Roger Cohen, a columnist at the New York Times, has a political agenda. There's nothing intrinsically wrong with that, of course. I've got a political agenda; most people who care about the unfolding story of humanity do. Being open about it is important, of course; holding up your positions and sources to scrutiny is even better.

Recently, Cohen visited some Jews in Iran, and deduced all sorts of far-reaching things from his visit. Jeffery Goldberg facilitated a visit for him with a community of Jews from Iran, now in Los Angeles; one assumes the narrative he'll hear in LA will be mildly different than the one he heard in Teheran, and we hope Cohen will tell us about this in a reasonable manner. You can follow this story as it unfolds either at the New York Times or at Goldberg's place, whichever.

Yesterday, Cohen published what he called a "reality check" about things in the Mideast.

The United States should follow the British example. It should initiate diplomatic contacts with the political wing of Hezbollah. The Obama administration should also look carefully at how to reach moderate Hamas elements and engineer a Hamas-Fatah reconciliation.

A rapprochement between the two wings of the Palestinian movement was briefly achieved at Mecca in 2007. The best form of payback from America’s expensive and authoritarian allies — Saudi Arabia, Egypt and Jordan — would be help in reconciling Gaza Palestinians loyal to Hamas with West Bank Palestinians loyal to the more moderate Fatah of Mahmoud Abbas.

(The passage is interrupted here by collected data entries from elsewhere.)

PR #1248, opened 2022-02-22
empty collections should not appear in search results/browse all

### LINKED ISSUE #1226: Empty Collections should not appear in search results/browse all
# Feature Request
ScholarSphere users often create collections before they create the works that will (eventually) go in them. As a result, empty collections are often floating around on the "browse all" page.

WDLL: Collections without any published works should not appear in search results. They are similar to draft works in this respect.

banukutlu:
Closes #1226

### DIFF
--- a/app/models/collection.rb
+++ b/app/models/collection.rb
@@ -160,9 +160,9 @@ class Collection < ApplicationRecord
     thumbnail_urls.present?
   end
 
-  def draft?
+  def empty?
     works
-      .select { |work| work.representative_version.aasm_state == 'published' }
+      .select { |work| work.representative_version.published? }
       .empty?
   end
 
--- a/app/models/collection.rb
+++ b/app/models/collection.rb
@@ -160,6 +160,12 @@ class Collection < ApplicationRecord
     thumbnail_urls.present?
   end
 
+  def draft?
+    works
+      .select { |work| work.representative_version.aasm_state == 'published' }
+      .empty?
+  end
+
   private
 
     def thumbnail_urls
@@ -187,7 +193,8 @@ class Collection < ApplicationRecord
         FacetSchema,
         WorkTypeSchema,
         DoiSchema,
-        TitleSchema
+        TitleSchema,
+        CollectionSchema
       )
     end
 
--- a/app/schemas/collection_schema.rb
+++ b/app/schemas/collection_schema.rb
@@ -1,0 +1,11 @@
+# frozen_string_literal: true
+
+class CollectionSchema < BaseSchema
+  def document
+    return {} unless resource.respond_to?(:draft?)
+
+    {
+      is_empty_bi: resource.draft?
+    }
+  end
+end
--- a/app/schemas/collection_schema.rb
+++ b/app/schemas/collection_schema.rb
@@ -2,10 +2,10 @@
 
 class CollectionSchema < BaseSchema
   def document
-    return {} unless resource.respond_to?(:draft?)
+    return {} unless resource.respond_to?(:empty?)
 
     {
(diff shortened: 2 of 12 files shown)


app/models/collection.rb
```diff
@@ -160,6 +160,12 @@ def thumbnail_present?
     thumbnail_urls.present?
   end
 
+  def draft?
```
banukutlu: @nicktiberi @rschenk pls let me know if you can think of a better name for this method, it is basically to check if the collection has any published work or not.

app/schemas/collection_schema.rb
```diff
@@ -0,0 +1,11 @@
+# frozen_string_literal: true
+
+class CollectionSchema < BaseSchema
```
banukutlu, line 3: @nicktiberi @rschenk same here, better schema and field name suggestion are more than welcome :) 
also open to suggestions re if this field could be part another schema or not?

app/models/collection.rb
```diff
@@ -160,6 +160,12 @@ def thumbnail_present?
...
+    works
+      .select { |work| work.representative_version.aasm_state == 'published' }
```
nicktiberi: We can use `work.representative_version.published?` here so we don't have to use AASM fields directly. I believe `published?` is an autogenerated method from [AASM](https://github.com/aasm/aasm) (along with `draft?` and `withdrawn?`.

https://github.com/psu-libraries/scholarsphere/blob/main/app/models/work_version.rb#L181-L201

app/models/collection.rb
nicktiberi: Maybe `empty?` just for consistency with the `is_empty_bi` Solr field? And also to distinguish it from the AASM draft state for work versions?

app/schemas/collection_schema.rb
nicktiberi: Caveat that I don't know how these schemas are typically set up/organized, but I like `CollectionSchema` here — it seems like a good place to put anything else that may be specific to collections.

nicktiberi (commented):
Just a few minor suggestions, but overall this looks great to me!

app/schemas/collection_schema.rb
```diff
@@ -0,0 +1,11 @@
...
+  def document
+    return {} unless resource.respond_to?(:draft?)
+
+    {
+      is_empty_bi: resource.draft?
```
nicktiberi: Just a question for my own Solr understanding — when does `is_empty_bi` get populated for all documents in Solr? Does this just magically happen or do we need to run a full reindex or something to populate this field for all collections so the existing collections with no published works don't appear in search results?

app/models/collection.rb
banukutlu: ahh good point, I will use that! thnx!

app/schemas/collection_schema.rb
banukutlu: right, we need to run full reindex, thanks for bringing it up, I forgot to mention that in my comments.

banukutlu: I am open to other suggestions on how to handle it, if you have another idea.

nicktiberi: Thanks for confirming! I think this approach makes sense. I can check on QA to see how long it takes to index all the collections. We can do this post launch and some time during off hours if it takes a long time.

banukutlu: sounds good 👍🏻

app/models/collection.rb
banukutlu: updated in the last commit

nicktiberi (approved):
LGTM!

Now, I'm going to surprise some of you, or perhaps not, by being in favor of talks with Hamas. I don't think enemies need to pretend they aren't there, and if they can find anything to talk about: by all means, why not. Perhaps they'll stop being enemies, which would be great. If not, there's always the possibility one can wrangle some practical benefit from talking. The Zionists wrung some interesting concessions from the Nazis in the mid-1930s Haavara agreement; in 1944 and 1945 there were some marginal things that could have been achieved from talking to the SS, and even were achieved in April 1945.

No talking to the Nazis, however, would have prevented the Shoah. The Nazis murdered millions of Jews because they wanted to, not because the Jews weren't talking to them or weren't being nice.

I've got some arguments with Cohen about his facts, but my real argument with him is about this:

Israel, from the time of Ben Gurion, built its state by creating facts on the ground, not through semantics. Many of its leaders, including Ehud Olmert and Tzipi Livni, have been on wondrous political odysseys from absolutist rejection of division of the land to acceptance of a two-state solution. Yet they try to paint Hamas as irrevocably absolutist. Why should Arabs be any less pragmatic than Jews? (my italics)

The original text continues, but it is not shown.